Der Bund hat der mitbeteiligten Partei Aufwendungen in der Höhe von S 12.860,-- binnen zwei Wochen bei sonstiger Exekution zu ersetzen.
Begründung
Die Mitbeteiligte, die einen Blumenhandel betreibt, wies in ihrer Einkommensteuererklärung für 1991 Einkünfte aus Vermietung und Verpachtung, aus Kapitalvermögen und aus Gewerbebetrieb aus. In der Bilanz zum 31. Dezember 1991, die den Abgabenerklärungen angeschlossen war, findet sich unter den Passiva (I. Kapital) eine Position "Leibrente Gärtnerei" in der Höhe von S 180.000,--. Die Veranlagung erfolgte erklärungsgemäß mit Bescheid vom 2. März 1993.

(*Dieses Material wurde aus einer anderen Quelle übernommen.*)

PR #538, opened 2019-07-17
Extracting model registry as first entity object

Andrea-Campanella:
To avoid circular dependencies we are extracting the model registry as a first entity object.
The patch also adds a location list with the names of the loaded .so files for the model plugins.
This map will be replicated in `atomix` for other instances of `onos-config` to access it and keep state in check.

### DIFF
--- a/pkg/manager/manager.go
+++ b/pkg/manager/manager.go
@@ -19,6 +19,7 @@ import (
 	"fmt"
 	"github.com/onosproject/onos-config/pkg/dispatcher"
 	"github.com/onosproject/onos-config/pkg/events"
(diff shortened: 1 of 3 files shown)


pkg/manager/manager.go
```diff
@@ -36,31 +37,41 @@ type Manager struct {
 	ChangeStore             *store.ChangeStore
 	DeviceStore             *topocache.DeviceStore
 	NetworkStore            *store.NetworkStore
+	ModelRegistryObj        *modelregistry.ModelRegistry
```
SeanCondon: I think you can't make it a child of **manager** - it has to be a peer of manager, started from Main, like NewModelRegistry or something and accessible as a global variable

Issue #1210, opened 2020-09-14
gNMI Support for Multiple Client Roles and Master Arbitration


adibrastegarnia:
**Is your feature request related to a problem? Please describe.**
To have a solid HA in onos-config and support multiple replicas of a gNMI client and , we need to support **Master arbitration**  as it is explained here: https://github.com/openconfig/reference/blob/master/rpc/gnmi/gnmi-master-arbitration.md.  Master arbitration is  critical for making configuration of a device with multiple potential masters safe (i.e. Configuration management has to be strongly consistent)

Since we use mastership information to establish connections to the target and update the device state  (look at this PR and the issues that are linked to the PR: https://github.com/onosproject/onos-config/pull/1189), we can extend the usage of it for the SB operations (i.e. gnmi set requests) 

**Describe the solution you'd like**
To achieve the goal, first we need to implement the required logic for storing mastership term in the gNMI simulator to accept the requests from the master node that has a mastership term that is equal to or greater than the currently stored one. The logic which is needed in client and the target is explained here: https://github.com/openconfig/reference/blob/master/rpc/gnmi/gnmi-master-arbitration.md#32-setrequest-handling

PR #1215, opened 2020-09-17
Sets master arbitration extension 

adibrastegarnia:
This PR adds a function that will be called after we receive an event that onos-config instance is connected to the device but before updating the device stat to  send an empty Set RPC with the election ID (i.e. mastership term) only. 

#1210

### DIFF
--- a/pkg/southbound/synchronizer/device_update.go
+++ b/pkg/southbound/synchronizer/device_update.go
@@ -18,11 +18,16 @@ import (
 	"errors"
 	"strconv"
 
+	"github.com/openconfig/gnmi/proto/gnmi_ext"
+
 	"google.golang.org/grpc/codes"
 	"google.golang.org/grpc/status"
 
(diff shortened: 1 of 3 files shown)


pkg/southbound/synchronizer/device_update.go
```diff
@@ -120,11 +124,39 @@ func (s *Session) updateDisconnectedDevice() error {
...
+			ElectionId: electionID,
+		},
+	}
+
+	extensions := []*gnmi_ext.Extension{{Ext: &masterArbitrationExt}}
+
+	masterArbitrationReq := &gpb.SetRequest{
+		Extension: extensions,
+	}
+	_, err := s.target.Set(s.ctx, masterArbitrationReq)
```
adibrastegarnia, line 146: @kuujo 
Is this OK to store context in the session and use it here?

SeanCondon (approved):
LGTM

Der steuerliche Vertreter der Mitbeteiligten richtete folgendes Schreiben vom 8. April 1993 an das Finanzamt:
"Im Zuge der Nachkontrolle des Einkommensteuerbescheides 1991 vom 2.3.1993 haben wir festgestellt, daß es irrtümlich unterblieben ist, die im Jahresabschluß ausgewiesene Unterhaltsrentenzahlung noch weiter zu erläutern.
Gemäß des Notariatsaktes vom 18.4.1991 hat Frau W die Gärtnerei an ihre Verwandte, T, gegen eine Leibrentenzahlung übergeben. Die Einnahmen sind in der Bilanz unter Kapital angeführt und betrugen im Jahr 1991 S 180.000,00.
Infolge des Auseinanderklaffens zwischen Rentenzahlung von S 20.000,00 pro Monat für die Jahre 1914 geborene Mandantin und dem Wert des übergebenen Vermögens von einigen 1.000 m2 im Stadtgebiet, liegt hier beim Empfänger eine steuerfreie Unterhaltsrente und beim Übernehmer eine nicht abzugsfähige Unterhaltsrentenzahlung vor.
Wir bitten um Kenntnisnahme und Beilage zum Akt."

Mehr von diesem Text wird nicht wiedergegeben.